KeepIt course module 4, Southampton, 18-19 March 2010
Tools this module: Plato, EPrints preservation apps
Tags Find out more about: this module KeepIt course 4, the full KeepIt course
Presentations and tutorial exercises course 4 (source files)
Preservation planning provides a workflow leading to a preservation plan. One of the problems with some approaches to digital preservation is they are too proactive and reactive where file formats are concerned. For example, take a file format, decide the consensus is against it (such as Microsoft Office formats), and migrate. There is very little formally to justify this process, just that it is possible and not very difficult. The longer-term consequences of this action are unknown. What was done with good intent may turn out to be detrimental.
Preservation planning seeks to give a more formal basis to such decisions, and in the process will help to automate and record the consequent actions.
For this session in KeepIt course 4 we welcome back Andreas Rauber and Hannes Kulovits from the Vienna University of Technology to provide an extensive presentation on preservation planning using a tool, Plato, which they developed as part of the PLANETS project.

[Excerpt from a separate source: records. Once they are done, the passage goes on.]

PR #1878, opened 2018-08-10
compatible with solaris

CismonX:
Add some platform-specific code for compatibility with Oracle Solaris.
Now it can be built on Solaris without errors and passing most test cases.
Still stricky to build, though. You have to hack your way through the linking procedure.

Bug fixes and support for event ports are comming soon.


swoole_channel_coro.cc
```diff
@@ -36,7 +34,7 @@ typedef struct
     swLinkedList *consumer_list;
     bool closed;
     int capacity;
-    queue<zval> *data_queue;
+    std::queue<zval> *data_queue;
```
CismonX: In Solaris there's a `struct` named `queue` somewhere in its system headers, making `queue` ambiguous.
That's why we shouldn't `use namespace std;`

twose:
looks pretty good

PR #2112, opened 2018-11-11
Added method getState() to swoole_mysql_coro.cc

magnusvarik:
When a MySql connection object is pulled from a connection pool, there is currently no "cheap" way to check if the connection is really still there before it is injected to the application side. Being able to check SW_MYSQL_STATE_CLOSED first is very efficient and the infrastructure for this is already in place in current code.

### DIFF
--- a/swoole_mysql_coro.cc
+++ b/swoole_mysql_coro.cc
@@ -36,6 +36,7 @@ static PHP_METHOD(swoole_mysql_coro, rollback);
 static PHP_METHOD(swoole_mysql_coro, prepare);
 static PHP_METHOD(swoole_mysql_coro, setDefer);
 static PHP_METHOD(swoole_mysql_coro, getDefer);
+static PHP_METHOD(swoole_mysql_coro, getState);
 static PHP_METHOD(swoole_mysql_coro, close);
 
 static PHP_METHOD(swoole_mysql_coro_statement, __destruct);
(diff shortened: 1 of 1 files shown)


twose:
it's fault, no cheap way to check if the connection really exists, we must query or execute to communicate with database server then check the errno, if it failed, we reconnect then try again.
don't rely on connection state value.

magnusvarik:
Thank you for the feedback. Yes, the errors should be catched and handled accordingly. That's not what I had in mind and I’m sorry for not explaining my intentions. In a typical async environment with shared resources, the state can also change for other reasons than errors and closed connection is just one example.

When we have some sleeping connections in our \Swoole\Coroutine\Channel pool and intentionally restart MySql server, all the \Swoole\Coroutine\Mysql objects are returned from pool with state SW_MYSQL_STATE_CLOSED. This data is already in-memory, but not accessible to php side as we have no method for reading it. Since we just restarted the MySql service and we know it’s working, the application could just gracefully replace these closed connections as they are pulled from the pool with new ones without restarting the application or running expensive statements/queries.

Being able to check the state (not just CLOSED, but also QUERY and READ_*) in an async environment with shared connections can be very useful for many things and the getState() method was already implemented in the regular \Swoole\Mysql client module. I think it is a good idea to implement it to \Swoole\Coroutine\Mysql too for compatibility reasons.

Anyway, big thanks for the hard work on this technology, I truly believe Swoole is the best thing to happen to PHP in many years :)

flddr:
Hmm, i have done this for _redis clients_ in my own manager in about 5 lines of code. I think, it's ok to handle that myself, but i do not use _mysql_ so i do not know if it's another situation.

So, what's about like redis `$mysql->connected`?

magnusvarik:
Well, you can’t really trust this type of “isConnected” method for MySql without actually performing some kind of I/O and that’s not “cheap”. I do not recommend that. But, if the state is already closed, you can be pretty sure it is actually closed.

The power of Swoole opens up new possibilities for PHP in situations where it has traditionally not been implemented. I don’t want to sound like smart ass, but let’s say we have an application with heavy load which uses maximum amount of SQL connections during business hours. At night, the DBA have patched a vulnerability in MySql server software and performs a quick restart. All connections in our connection pool on the application side are now in state CLOSED. Since DBA does not own the application, he can’t restart it to reset them. But, it’s OK because our developer already predicted something like this would happen and implemented a simple auto-recovery for replacing closed connections as they are popped out from our Channel. This kind of check does not require any expensive I/O as it would just check the value already in Swoole memory and takes only few lines of code to implement.

twose:
`get state` as same as reading `connected` property, why not checking `connected`?
and we plan to refactor mysql_coro C code to C++ with coroutine way, after doing these, even if the server closes the connection, the client will not know, coroutine is the way to code like synchronize, if you use pdo or mysqli, you can't get the connection state anyway, unless you ask the server.

magnusvarik:
I assumed the connected property would not show other states. But if the future refactoring is going to break this anyway, then there is no point of course.
Thanks for the help! :)

flddr:
Thanks for your help :+1:

PR #2126, opened 2018-11-17
Update README.md

lesha888:
Correct url to easyswoole


twose:
Thank you for your correction, but it should be www.easyswoole.com

PR #2180, opened 2018-12-04
Modify: remove unnecessary bzero() initialization

huanghantao:
Because the following code assigns a value to the member of reactor_object.


twose:
Defensive programming, do not over optimization.

PR #2214, opened 2018-12-16
Fix unexpected swoole sever crash on high concurrency operation

jobs-git:
`SplQueue` is operated using `enqueue()` and `dequeue()` not with `push()` and `pop()` which is for `Stack`.

`SplQueue` is a `FIFO`, but use of `push/pop` turns it into `Stack` which is `LIFO`, this has caused numerous disconnections that resulted into a swoole server crash.

By fixing this, disconnection from database server does not cause server crash anymore.

Ref.

[SplQueue dequeue](http://php.net/manual/en/splqueue.dequeue.php)
[SplQueue enqueue](http://php.net/manual/en/splqueue.enqueue.php)

### DIFF
--- a/examples/coroutine/redis_pool.php
+++ b/examples/coroutine/redis_pool.php
@@ -11,13 +11,13 @@ $server->on('Request', function($request, $response) use(&$count, $pool) {
             $response->end("redis connect fail!");
             return;
         }
-        $pool->push($redis);
+        $pool->enqueue($redis);
     }
-    $redis = $pool->pop();
+    $redis = $pool->dequeue();
     $count ++;
     $ret = $redis->set('key', 'value');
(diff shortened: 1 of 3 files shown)


jobs-git:
Code in here should be fixed as well https://github.com/TechEmpower/FrameworkBenchmarks/blob/master/frameworks/PHP/swoole/swoole-server.php

flddr:
Great @jobs-git 👍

This will be followed by further practical work.
[slideshare id=3561816&doc=plato-preservation-planning-keepit-100326064543-phpapp01]
As a formal process, preservation planning requires, unsurprisingly but perhaps disconcertingly, a lot of preparation as it takes account of preservation policies, legal obligations, organisational and technical constraints, and user requirements (slide 8). Fortunately, participants in this course are well positioned to do this, since we have covered many of these issues already in KeepIt courses 1-3.

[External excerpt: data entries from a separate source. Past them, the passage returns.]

PR #2313, opened 2019-01-14
fix bug of updating id property of process

junwei-qu:


twose:
Thanks, but please fix file permissions, try to add a test.

PR #2323, opened 2019-01-16
fix directory traversal bug

windrunner414:


src/network/port.c
```diff
@@ -617,6 +617,22 @@ static int swPort_http_static_handler(swServer *serv, swHttpRequest *request, sw
...
+    {
+        return SW_FALSE;
+    }
+
+    if (real_path[serv->document_root_len] != '/')
+    {
+        return SW_FALSE;
+    }
+
+    if (strncmp(real_path, serv->document_root, serv->document_root_len) != 0)
```
woody712: if "document_root" is not a real path, the "document_root" is unavailable

windrunner414: fixed in #2513 , Thanks for your review

PR #2349, opened 2019-01-29
fix swoole_websocket_server exists

junwei-qu:


twose:
if it's not websocket port, it should behave as same as `Server::exist`.
This is a problematic API, it will be removed in v4.3.0, we should use `WebSocket\Server->isEstablished`.

PR #2357, opened 2019-02-01
zero copy send

jobs-git:
When sending larger content in `$response->end()` you will notice that the server performance drops significantly due to high cpu usage. This is observed even though there are almost no cpu intensive computations in the code, this indicates that direct memory access (DMA) is not being taken advantage by the server, resulting to massive degradation in performance.

By enabling zero copy, the cpu will not parse information byte by byte, thus, increasing the performance of the server.

This is still experimental as there should be an implementation for zero copy recv, error handlers and updates for other send/recv functions. Moreover, zero copy send/recv was just recently been available in Linux 4.18 and up.

Some details can be read here https://lwn.net/Articles/726917/ & https://lwn.net/Articles/752188/

### DIFF
--- a/swoole_http_server.cc
+++ b/swoole_http_server.cc
@@ -53,6 +53,8 @@ extern "C"
 #include "thirdparty/picohttpparser/picohttpparser.h"
 #endif
 
+#define enable_zero_copy 0
+
 using namespace swoole;
 
 swString *swoole_http_buffer;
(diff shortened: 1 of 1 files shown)


matyhtf:
This is invalid, server->send is not a system call, cannot use MSG_ZEROCOPY flag.

DMA This is very dangerous and may result in incomplete transmission or incorrect data being sent. The underlying memory persistence is required.

PR #3541, opened 2020-08-05
Fix CRLF injection in `redirect` and `header`

chromium1337:
This one should correctly patch the vulnerability in `redirect` and `header` method. The previous one (#3539) is incomplete.


huanghantao:
Thanks!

The preservation planning approach supported by Plato can be overlaid on the OAIS reference model (slide 10), and is shown in more detail in slide 12. Preservation planning with Plato involves four stages:
- Define requirements (slides 12-33)
- Evaluate alternatives (slides 34-45)
- Consider results (slides 46-58)
- Build preservation plan (an exercise)
The reader can explore the Plato workflow using the slides. Here we will highlight some of the critical stages.
In the KeepIt course, and indeed throughout the KeepIt project, we have begun our preservation approach with format identification, but now we go further. We have to relate our identification and other information about our digital objects to our requirements for those objects. This is where our understanding of the significant characteristics of digital objects from KeepIt course 3 becomes useful. Slide 25 shows a mindmap of the sort familiar, again, from course 3, and in slide 26 we encounter the Plato interface, the tree editor, for the first time. Flipping between mindmap and Plato, the following slides show how the requirements are elaborated and values added, illustrating how this information might be mapped to the Plato editor.
Once we have described our objects we want to know what we might do to preserve them. There is typically more than one choice, not just in terms of a preservation action (e.g. format migration) but also in how that action might be performed, and these alternatives need to be evaluated to serve our requirements. If you recall, at the end of the previous session in this course module, we deposited some GIF files in a test repository and then downloaded those files in readiness for this session. In slide 37 we see these files appearing in Plato for the first time. Plato now shows us what alternative actions are available for these files.
Now there is a decision to be made: go/no-go/deferred-go. To make an informed decision we need to run some experiments, that is, to run the alternatives and compare the results before we commit to any plan. Plato helps us to run and evaluate the experiments, in this case on our image files.
Having begun to get some results we could perhaps begin to think we have done the hard work, but there is still a tricky stage to negotiate. Before we can analyse the results we have to transform and weight the measured values from the experiments, that is, to normalise the values so different experiments are measuring the same thing (slide 48-49), and to set the level of importance for each of the factors in our requirements tree (slides 51-52).
Finally, Plato presents our results (slides 55, 57) and we can see the benefit of using this tool.
Summary and exercise
Before we start the exercise, slides 60-64 summarise the presentation so far. If there is one conclusion that I would highlight above the others, it is that
- preservation planning is a basis for well-informed, accountable decisions (slide 64)
It is no longer necessary or acceptable to make ad hoc preservation action decisions. This has been a detailed and involved process, but the benefit for a large repository is that the resulting plans can be used across all content in the analysed formats, now and in the future.
Two exercises are set out in slides 66-70. Again, we use our imported GIF files. My impression from observing participants on the course was that this may have been the hardest exercise in the whole KeepIt course, especially exercise 1 which confronts the requirements, and the first encounter with the tools, including the Freemind mindmap tool. There is nothing like a steep learning curve to get the best out of people, and by the end of this session you could hear the sound of pennies dropping.
We now have a preservation plan, and in the next session we will put that plan to work in a repository.